** Opening RECORD EXCERPTS block **

PR #1020, opened 2021-10-12
QWIN-42333: Implement a new space Top banner Logo popover

hakermi:
Implement a new space Top banner Logo popover


webapp/portlet/src/main/webapp/WEB-INF/jsp/bannerLogo.jsp
```diff
@@ -35,13 +36,20 @@
     logoTitle = space.getDisplayName();
     String permanentSpaceName = space.getGroupId().split("/")[2];
     portalPath = "/portal/g/:spaces:" + permanentSpaceName + "/" + space.getPrettyName();
-    imageClass="spaceAvatar";
-    titleClass = "space";
+    membersNumber = space.getMembers().length;
```
ahamdi, line 48: This will be a performance killer. Could you find another way to do it ?

webapp/portlet/src/main/webapp/vue-apps/common/initComponents.js
```diff
@@ -19,7 +19,6 @@ import ExoGroupSuggester from './components/ExoGroupSuggester.vue';
 import CardCarousel from './components/CardCarousel.vue';
 import DrawersOverlay from './components/DrawersOverlay.vue';
 import ActivityShareDrawer from './components/ActivityShareDrawer.vue';
-
```
ahamdi: unneeded change

ahamdi (changes requested):

webapp/portlet/src/main/webapp/WEB-INF/jsp/bannerLogo.jsp
hakermi: the `space.getMmebers` is an array of String (usernames of members) , when call that method no rest call will be invoked and no computed functions will be called. all the **model** (space data) already loaded in the cache of the server, and  i just access and use these already loaded data. and same for `space.getManagers`.

webapp/portlet/src/main/webapp/vue-apps/common/initComponents.js
hakermi: changes reverted

webapp/portlet/src/main/webapp/WEB-INF/jsp/bannerLogo.jsp
ahamdi: Did you test it with a crowded space ? 5000 members for example ? will it be quick or will it take time to create an array , fill it with usernames to just count the number of members ?

hakermi: > Did you test it with a crowded space ? 5000 members for example ? will it be quick or will it take time to create an array , fill it with usernames to just count the number of members ?

The array is already created and loaded before opening the popover, and the array length depends on the JAVA mechanism is just a fieled in the array object, doesn't need a calculation and it's a super fast operation.

and there is no other way to do this unless if you want me to change this by a rest call of members-count and update the spaceDao and the storage and add a query of members count ?

ahamdi: I am for removing the getMembers() and get the count of members in the DTO. Getting the members info could be done with search queries with pagination.
We can let it as is now , we will do it in another task

ahamdi (approved):

AzmiTouil (approved):
LGTM

PR #1025, opened 2021-10-14
Task-50193: Add web contributor group and publisher role on social

azayati:
Prior to this change, web contributor group and publisher role are not configured on social thus not created on Meeds, after this change web contributor group and publisher role are well created on Meeds which allows publisher on web contributor group to write a post on a redactional space


samehaidi (approved):

rdenarie:
@azayati must this pr be closed ?

PR #1044, opened 2021-10-25
Task-50098 : Article is not raised to the top of the space when it is edited with the option update and post.

ahmadmido:
Prior to this fix, managers of space can't edit news activity on redactional or normal space, and the article is not raised to the top of the activity stream.
This fix will make sure that the manager of space has the possibility to edit news articles, and the activity is raised to the top of the activity stream.

### DIFF
--- a/component/service/src/main/java/org/exoplatform/social/rest/impl/activity/ActivityRestResourcesV1.java
+++ b/component/service/src/main/java/org/exoplatform/social/rest/impl/activity/ActivityRestResourcesV1.java
@@ -386,6 +386,12 @@ public class ActivityRestResourcesV1 implements ResourceContainer {
                                      @QueryParam("expand")
                                      String expand,
                                      @ApiParam(
+                                         value = "Is current activity editable",
+                                         required = false
+                                     )
+                                     @QueryParam("isEditabled")
+                                     boolean isEditabled,
+                                     @ApiParam(
                                          value = "Activity object to be updated, ex: <br/>{<br/>\"title\" : \"My activity\"<br/>}",
                                          required = true
                                      )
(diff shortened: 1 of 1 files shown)


component/core/src/main/java/org/exoplatform/social/core/manager/ActivityManagerImpl.java
```diff
@@ -708,6 +710,12 @@ public boolean isActivityEditable(ExoSocialActivity activity, org.exoplatform.se
         enableEdit = enableEditActivity;
       }
       Identity identity = identityManager.getOrCreateIdentity(OrganizationIdentityProvider.NAME, viewer.getUserId());
+      if(activity.getType() != null && activity.getType().equals(NEWS_TYPE)) {
```
azayati: mentioning news on social code is a kind of forbidden modifications, we should find another smart solution

azayati (changes requested):
See review

component/service/src/main/java/org/exoplatform/social/rest/impl/activity/ActivityRestResourcesV1.java
```diff
@@ -400,7 +406,7 @@ public Response updateActivityById(
     Identity currentUser = identityManager.getOrCreateIdentity(OrganizationIdentityProvider.NAME, authenticatedUser);
 
     ExoSocialActivity activity = activityManager.getActivity(activityId);
-    if (!activityManager.isActivityEditable(activity, authenticatedUserIdentity)) {
+    if (!isEditabled && !activityManager.isActivityEditable(activity, authenticatedUserIdentity)) {
```
boubaker, line 409: Security breach here, please delete PR as agreed with @azayati

boubaker (changes requested):

component/service/src/main/java/org/exoplatform/social/rest/impl/activity/ActivityRestResourcesV1.java
azayati: @ahmadmido as discussed the PR will be reworked from news part only

PR #1051, opened 2021-10-26
Task-47724: Fix connections number is not displayed correctly

NaderSai:
Prior this change, the number of connections in the profile widget is not updated when a new connection is added, this due to that the identity cache is not updated in this case.

Fix : Clear identity cache when save or delete a relationShip.

### DIFF
--- a/component/core/src/main/java/org/exoplatform/social/core/storage/cache/CachedRelationshipStorage.java
+++ b/component/core/src/main/java/org/exoplatform/social/core/storage/cache/CachedRelationshipStorage.java
@@ -23,12 +23,10 @@ import java.util.Map.Entry;
 import org.apache.commons.lang.StringUtils;
 
 import org.exoplatform.commons.cache.future.FutureExoCache;
-import org.exoplatform.container.PortalContainer;
 import org.exoplatform.services.cache.ExoCache;
 import org.exoplatform.services.log.ExoLogger;
 import org.exoplatform.services.log.Log;
 import org.exoplatform.social.core.identity.model.Identity;
-import org.exoplatform.social.core.identity.provider.OrganizationIdentityProvider;
 import org.exoplatform.social.core.jpa.storage.RDBMSRelationshipStorageImpl;
 import org.exoplatform.social.core.profile.ProfileFilter;
 import org.exoplatform.social.core.relationship.model.Relationship;
@@ -197,18 +195,13 @@ public class CachedRelationshipStorage implements RelationshipStorage {
   }
 
   /**
-   * Remove identity and profile cache.
+   * Remove identity cache.
    *
    * @param identity
    */
   private void removeIdentityCache(Identity identity) {
-    CachedIdentityStorage cachedIdentityStorage =
-                                                (CachedIdentityStorage) PortalContainer.getInstance()
-                                                                                       .getComponentInstanceOfType(IdentityStorage.class);
-    Identity cachedIdentity = cachedIdentityStorage.findIdentity(OrganizationIdentityProvider.NAME, identity.getRemoteId());
-
-    if (cachedIdentity != null) {
-      cachedIdentityStorage.clearIdentityCache(cachedIdentity, false);
+    if (identityStorage instanceof CachedIdentityStorage) {
+      ((CachedIdentityStorage) identityStorage).clearIdentityCache(identity, false);
     }
   }
 
--- a/component/core/src/main/java/org/exoplatform/social/core/storage/cache/CachedRelationshipStorage.java
+++ b/component/core/src/main/java/org/exoplatform/social/core/storage/cache/CachedRelationshipStorage.java
@@ -208,7 +208,7 @@ public class CachedRelationshipStorage implements RelationshipStorage {
     Identity cachedIdentity = cachedIdentityStorage.findIdentity(OrganizationIdentityProvider.NAME, identity.getRemoteId());
 
     if (cachedIdentity != null) {
-      cachedIdentityStorage.clearIdentityCached(cachedIdentity, identity.getRemoteId());
+      cachedIdentityStorage.clearIdentityCache(cachedIdentity, false);
     }
   }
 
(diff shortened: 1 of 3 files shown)


AzmiTouil:
IMO, we have to clear the identity cache when updating the relationship.
cc @NaderSai

component/core/src/main/java/org/exoplatform/social/core/manager/RelationshipManagerImpl.java
```diff
@@ -468,6 +470,8 @@ public void confirm(Identity invitedIdentity, Identity invitingIdentity) {
    */
   public void delete(Relationship existingRelationship) {
     storage.removeRelationship(existingRelationship);
+    identityStorage.updateIdentity(existingRelationship.getSender());
+    identityStorage.updateIdentity(existingRelationship.getReceiver());
```
boubaker: you mean clearing cache instead of making a DB call to update two identities ?

boubaker (changes requested):

component/core/src/main/java/org/exoplatform/social/core/manager/RelationshipManagerImpl.java
```diff
@@ -48,6 +49,8 @@
 
   protected IdentityStorage identityStorage;
 
+  protected CachedIdentityStorage cachedIdentityStorage;
```
boubaker: You have already the declaration of `IdentityStorage identityStorage`, no need to retrieve it again, you just need to test if it's of type `CachedIdentityStorage`.

BTW, please give a good title and purpose of your commit and avoid messages such as `commit 2`

NaderSai: okay well noted

component/core/src/main/java/org/exoplatform/social/core/manager/RelationshipManagerImpl.java
```diff
@@ -459,6 +460,10 @@ public void confirm(Identity invitedIdentity, Identity invitingIdentity) {
     if (relationship != null && relationship.getStatus() == Relationship.Type.PENDING) {
       relationship.setStatus(Relationship.Type.CONFIRMED);
       this.update(relationship);
+      if (identityStorage instanceof CachedIdentityStorage){
+        identityStorage.updateIdentity(invitedIdentity);
```
boubaker: you kept the fact that we update the identity on RDBMS to clear the cache

boubaker:
BTW, can you please add a Unit Test on REST endpoint to return 304 when no modifications on relationships and 200 when a relationship has changed + the update on connectionsInCommon attribute.

component/core/src/main/java/org/exoplatform/social/core/manager/RelationshipManagerImpl.java
NaderSai: IMO we can do the clearing of cache directly from the CachedRaltionshipStorage after saving new relationship.
WDYT?

component/core/src/main/java/org/exoplatform/social/core/storage/cache/CachedRelationshipStorage.java
```diff
@@ -194,6 +196,22 @@ private SuggestionsData buildIdMap(Map<Identity, Integer> map) {
...
+   * @param identity
+   */
+  private void removeIdentityCache(Identity identity) {
+    CachedIdentityStorage cachedIdentityStorage =
+                                                (CachedIdentityStorage) PortalContainer.getInstance()
+                                                                                       .getComponentInstanceOfType(IdentityStorage.class);
+    Identity cachedIdentity = cachedIdentityStorage.findIdentity(OrganizationIdentityProvider.NAME, identity.getRemoteId());
+
+    if (cachedIdentity != null) {
+      cachedIdentityStorage.clearIdentityCached(cachedIdentity, identity.getRemoteId());
```
boubaker: It's better to not clear the whole identities cache when the relationship changes between two users. In fact the method `cachedIdentityStorage.clearIdentityCached` will delete all user identities from cache. The clear operation is useful when the identity itself changes, but for relationship, you can just :
1. update the cache time of cached identity only
2. clear only the identity from cache

To do this, I suggest to add a new method similar to clearIdentityCached to clear the cached identity only:
```java
  public void clearIdentityCache(Identity identity, boolean clearList) {
    IdentityKey key = new IdentityKey(new Identity(identity.getId()));
    exoIdentityCache.remove(key);
    IdentityCompositeKey compositeKey = new IdentityCompositeKey(identity.getProviderId(), identity.getRemoteId());
    if (exoIdentityIndexCache.get(compositeKey) != null) {
      exoIdentityIndexCache.remove(compositeKey);
    }
    if (clearList) {
      clearCache();
    }
  }
```

AzmiTouil: Updated!

component/core/src/main/java/org/exoplatform/social/core/storage/cache/CachedRelationshipStorage.java
```diff
@@ -194,6 +196,22 @@ private SuggestionsData buildIdMap(Map<Identity, Integer> map) {
...
+   */
+  private void removeIdentityCache(Identity identity) {
+    CachedIdentityStorage cachedIdentityStorage =
+                                                (CachedIdentityStorage) PortalContainer.getInstance()
+                                                                                       .getComponentInstanceOfType(IdentityStorage.class);
+    Identity cachedIdentity = cachedIdentityStorage.findIdentity(OrganizationIdentityProvider.NAME, identity.getRemoteId());
+
+    if (cachedIdentity != null) {
+      cachedIdentityStorage.clearIdentityCache(cachedIdentity, false);
+    }
```
boubaker:
```suggestion
    if (identityStorage instanceof CachedIdentityStorage) {
      ((CachedIdentityStorage)identityStorage).clearIdentityCache(identity, false);
    }
```

boubaker (approved):

PR #1052, opened 2021-10-27
TASK-49958 : fix kudos mention not functional (#1036)

aelbenney:


component/core/src/main/java/org/exoplatform/social/core/processor/MentionsProcessor.java
```diff
@@ -68,6 +68,9 @@ public void processActivity(ExoSocialActivity activity) {
       if (templateParams.containsKey("default_title")) {
         templateParams.put("default_title", MentionUtils.substituteUsernames(portalOwner, templateParams.get("default_title")));
       }
+      if (templateParams.containsKey("kudosMessage")) {
```
boubaker, line 71: kudos addon in social :-)

boubaker (changes requested):

PR #1057, opened 2021-11-02
Task-47727: Spaces number is not displayed correctly in profile gadget in snapshot

AzmiTouil:
Prior to this change, when the user added to a space, the displayed number of spaces is not updated.

### DIFF
--- a/component/core/src/main/java/org/exoplatform/social/core/space/SpaceUtils.java
+++ b/component/core/src/main/java/org/exoplatform/social/core/space/SpaceUtils.java
@@ -2037,15 +2037,10 @@ public class SpaceUtils {
     return trimmed.toArray(new String[trimmed.size()]);
   }
 
-  private static void clearIdentityCaching(String username) {
+  private static void clearIdentityCaching(String remoteId) {
     ExoContainer container = ExoContainerContext.getCurrentContainer();
-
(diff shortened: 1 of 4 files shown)


component/core/src/main/java/org/exoplatform/social/core/space/SpaceUtils.java
```diff
@@ -2033,4 +2036,16 @@ public static ResourceBundleService getResourceBundleService() {
...
     return trimmed.toArray(new String[trimmed.size()]);
   }
+
+  private static void clearIdentityCaching(String username) {
+    ExoContainer container = ExoContainerContext.getCurrentContainer();
+
+    IdentityManager identityManager = container.getComponentInstanceOfType(IdentityManager.class);
+    CachedIdentityStorage cachedIdentityStorage = container.getComponentInstanceOfType(CachedIdentityStorage.class);
+
+    Identity userIdentity = identityManager.getOrCreateIdentity(OrganizationIdentityProvider.NAME, username);
```
ahamdi: Could you make org.exoplatform.social.core.storage.cache.CachedIdentityStorage#clearIdentityCached get a Long as ID instead of the whole Identity. This will help avoid reloading the identity here.

ahamdi (changes requested):

ahamdi (approved):

PR #1058, opened 2021-11-03
Task-50744: Don't allow admins to post on redactional space activity stream

hassenelkamel-exo:
Prior to this change, administrators can post on redactional space activity stream. After this change, we remove the possibility to access to composer for administrators when they are a simple space members.


azayati (approved):
LGTM after QA validation

PR #1068, opened 2021-11-09
50499 : remove access restriction from Mobile section in user settings

ahamdi:
This fix will make Mobile settings appear for all authenticated users. This settings was hidden until the release of iOS application.


AzmiTouil (approved):
LGTM

PR #2388, opened 2023-03-07
fix: stabilize social build for SocialUserProfileEventListenerImplTest - EXO-63065

ahamdi:
Unit test `SocialUserProfileEventListenerImplTest#testIgnoreExcludedProfileProperties` fails sometimes randomly, the JPM system properties are sometimes added after initiation of the listener causing failure for asserted expression.
The fix includes the testsing system property in the surefire test configuration instead of the kernel internal mechanism using using ExtendedPropertyConfigurator

### DIFF
--- a/component/api/pom.xml
+++ b/component/api/pom.xml
@@ -22,7 +22,7 @@
   <parent>
     <artifactId>social-component</artifactId>
     <groupId>org.exoplatform.social</groupId>
-    <version>6.5.x-exo-SNAPSHOT</version>
+    <version>6.5.x-maintenance-SNAPSHOT</version>
   </parent>
   <artifactId>social-component-api</artifactId>
   <name>eXo PLF:: Social API</name>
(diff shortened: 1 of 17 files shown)


rdenarie:
@ahamdi 
We are currently merging meeds-io/MIPs#42
As I understood, the modification done by @boubaker should fix this problem. I think at least you should wait that the new code propagate on feature/maintenance before continuiing this modification.

ahamdi:
> @ahamdi We are currently merging [Meeds-io/MIPs#42](https://github.com/Meeds-io/MIPs/issues/42) As I understood, the modification done by @boubaker should fix this problem. I think at least you should wait that the new code propagate on feature/maintenance before continuiing this modification.

@rdenarie Ok I will check it

boubaker:
Yep, in fact the property definition has been moved to RootContainer to ensure that it's loaded before the Service.

PR #2390, opened 2023-03-07
fix: Change in profile management field is not applied to profile until the cache is cleared - EXO-62960 -  Meeds-io/meeds#786

IlhemEssaadi:
Before this fix, after changing the value of a field's switch option in profile management, the option was not applied in the user's profile information until the cache was cleared.After this fix, we use the list of property settings in order to calculate the Etag, so that each change in property value force to takes the new value of user's profile information.


rdenarie:
In fact, it should not be the front which say "I dont want the cache". But the back should say : "hey : the answer is not modified, use your cache" OR "the answer is modified since your last request, I give you the new answer"

The modification you propose is not performant as it completly by pass the cache

ahamdi (changes requested):
Could you resolve the following points : 
 - When a field is changed, we should calculate correctly Etag to push a new one to help the browser detect that and ask for a new response
 - Description should be added accordingly

ahamdi (approved):

PR #2392, opened 2023-03-08
fix: TOP bar menu isn't displayed - EXO-62924 -  Meeds-io/meeds#787

GouadriaHanen:
refactor get navigations methods so the siteType  param will be passed as path param, not as QueryParam


ahamdi (changes requested):
We need a Meeds issue here

ahamdi (approved):

PR #2404, opened 2023-03-13
fix : Can't save edited profile attributes without additional actions - Meeds-io/meeds#795 - EXO-63095

sofyenne:
Before to this change we were unable to save any edited property of a profile attribute due of the required text filed label.  
I don't think there is a need to display an empty text filed when there is no label property value to edit on the edit profile attribute drawer.
After this change we will display the text filed label property when we have a value to edit , if that is'n the case we display only the add property label button to use it if we want to add an new property during the editing of an attribute .

### DIFF
--- a/webapp/portlet/src/main/webapp/vue-apps/profile-settings/components/drawers/ProfilePropertyLabels.vue
+++ b/webapp/portlet/src/main/webapp/vue-apps/profile-settings/components/drawers/ProfilePropertyLabels.vue
@@ -71,7 +71,7 @@ export default {
 
   methods: {
     addNewLabel() {
-      this.propertylabels.push( {language: '', label: '', objectId: this.id, objectType: this.labelsObjectType});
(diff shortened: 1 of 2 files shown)


webapp/portlet/src/main/webapp/vue-apps/profile-settings/components/drawers/ProfilePropertyLabels.vue
```diff
@@ -71,7 +71,7 @@ export default {
 
   methods: {
     addNewLabel() {
-      this.propertylabels.push( {language: '', label: '', objectId: this.id, objectType: this.labelsObjectType});
+      this.propertylabels.push( {language: 'en', label: '', objectId: this.id, objectType: this.labelsObjectType});
```
ahamdi: Wouldn't it be better to select the default language of the user with the property **eXo.env.portal.language** ?

sofyenne: done !

ahamdi (approved):

PR #2410, opened 2023-03-14
fix: Profile new multi field sub attributes are not saved in profile - Meeds-io/meeds#801 - EXO-63188

GouadriaHanen:
prior to this change, after editing  a newly added attribute profile with sub-attributes, the changes are not displayed since the parent was saved as a simple attribute ( their children have null value)
after this change, the newly added attribute is treated as a parent attribute with children, and the edit and displayed are well saved


ahamdi (commented):
Coumd you add a UT and update the description of the PR ?

ahamdi (approved):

** Closing RECORD EXCERPTS block **

Search the entries above for "feature". Return every line that has it.

As I understood, the modification done by @boubaker should fix this problem. I think at least you should wait that the new code propagate on feature/maintenance before continuiing this modification.
> @ahamdi We are currently merging [Meeds-io/MIPs#42](https://github.com/Meeds-io/MIPs/issues/42) As I understood, the modification done by @boubaker should fix this problem. I think at least you should wait that the new code propagate on feature/maintenance before continuiing this modification.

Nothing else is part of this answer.